La confusión deliberada ―fruto de un probable brainstorming de guionistas bajo presión que bien quisieran confiarle el destino a un algoritmo― se resuelve a trompicones por revelaciones de último minuto que no convencen ni tampoco dan respiro. Ese milagro frustrante alimenta a la serie con saldo positivo (al contrario de la asimismo embrollada pero fallida y chata Altered Carbon), chispa que maravilla e irrita, sorprende y aburre en su combustión irregular de dilema filosófico, personajes de complejidad intermitente y enfrentamientos, mutilaciones y balaceras de relleno. La atracción se impone y renueva más en la promesa que en la evidencia, aunque es en ese torbellino en el que las tramas se arman y desarman donde se gesta la máxima apuesta de Westworld, la de inundar de historias un trasfondo de simulacro aséptico signado por la crisis de la ficción humana.
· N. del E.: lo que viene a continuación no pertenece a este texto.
PR #2753, opened 2019-06-02
[Commands] Added optional default_unit to the TimedeltaConverter

DevilXD:
### Type

- [ ] Bugfix
- [x] Enhancement
- [ ] New feature

This PR adds `default_unit` to the TimedeltaConverter, that let's you specify the default unit to use in cases where user would provide an integer input only. Let's consider this example:

`async def mute(self, ctx, user: discord.Member, minutes: int = 10)`

The command above, made using a standard base and discord converters, presumably lets you mute server members for the amount of time specified by `minutes`. Now, if one would like to mute for couple of hours or days, and generally have more granular and easy to use input, they could use the new TimedeltaConverter to achieve this:

`async def mute(self, ctx, user: discord.Member, time: TimedeltaConverter = timedelta(minutes=10))`

Now, because of this change, doing something like `[p]mute Member 20` will no longer work due to the converter expecting a unit specified right after. With this PR, a `default_unit` can be passed into the converter like so:

`async def mute(self, ctx, user: discord.Member, time: TimedeltaConverter(default_unit="minutes") = timedelta(minutes=10))`

..., making it parse integer-only input as a time duration as well, using the unit specified. This provides backwards compatibility with every command that used seconds, minutes, hours, days or weeks as the input unit, while also allowing to specify the time more precisely than it was possible.

I'm not that good with docs, so any improvement suggestions are welcome. 

Note on the implementation: `.isdigit()` specification ensures that `int()` should never fail to convert the string provided, so should be safe to use here.

### DIFF
--- a/redbot/core/commands/converter.py
+++ b/redbot/core/commands/converter.py
@@ -224,7 +224,7 @@ class TimedeltaConverter(dpy_commands.Converter):
     allowed_units : Optional[List[str]]
         If provided, you can constrain a user to expressing the amount of time
         in specific units. The units you can chose to provide are the same as the
-        parser understands. `weeks` `days` `hours` `minutes` `seconds`
+        parser understands: `weeks` `days` `hours` `minutes` `seconds`
     default_unit : Optional[str]
         If provided, it will additionally try to match integer-only input into
         a timedelta, using the unit specified. Same units as in `allowed_units`
@@ -254,6 +254,7 @@ class TimedeltaConverter(dpy_commands.Converter):
 
 def get_timedelta_converter(
     *,
+    default_unit: Optional[str] = None,
     maximum: Optional[timedelta] = None,
     minimum: Optional[timedelta] = None,
     allowed_units: Optional[List[str]] = None,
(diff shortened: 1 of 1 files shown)


redbot/core/commands/converter.py
```diff
@@ -225,17 +225,28 @@ class TimedeltaConverter(dpy_commands.Converter):
...
         self.allowed_units = allowed_units
+        self.default_unit = default_unit
         self.minimum = minimum
         self.maximum = maximum
 
     async def convert(self, ctx: "Context", argument: str) -> timedelta:
-        delta = parse_timedelta(
-            argument, minimum=self.minimum, maximum=self.maximum, allowed_units=self.allowed_units
-        )
+        if self.default_unit and argument.isdigit():
```
mikeshardmind:
```suggestion
        if self.default_unit and argument.isdecimal():
```

`isdigit` isn't safe for this.

for why, consider `³` . (In case of font display issues, the equivalent escaped string is `\N{SUPERSCRIPT THREE}`)

This passes both `isnumeric` and `isdigit` but will raise a ValueError if you attempt to make it an int.

mikeshardmind (changes requested):
Looks mostly fine, but needs a small adjustment before merge. Thinking on it, we may have the mixup I'm mentioning here in other places as well, and it may be a good idea to check for it.

DevilXD:
Right, didn't spot this one. I think I also may have this mixup in other places too :P
Updated per request, should be ready to go now =)

mikeshardmind (changes requested):
I should have noticed this before, but didn't. Sorry about tossing on something extra here again.

`get_timedelta_converter` also needs to be updated for the extra optional keyword arg.

mikeshardmind (approved):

La frenética reprogramación en vivo y en directo ―de las identidades y sus cuerpos, de los marcos espacio-temporales (múltiples afuera y adentro, antes, después y durante), de las epistemologías mixtas en juego― es la barbarie sofisticada que Westworld propone al salvaje streaming civilizado, el destello de una tierra todavía remota donde se libra una utopía polvorienta pero implacable.
Westworld (segunda temporada) (10 episodios), creada por Jonathan Nolan y Lisa Joy, HBO, 2018.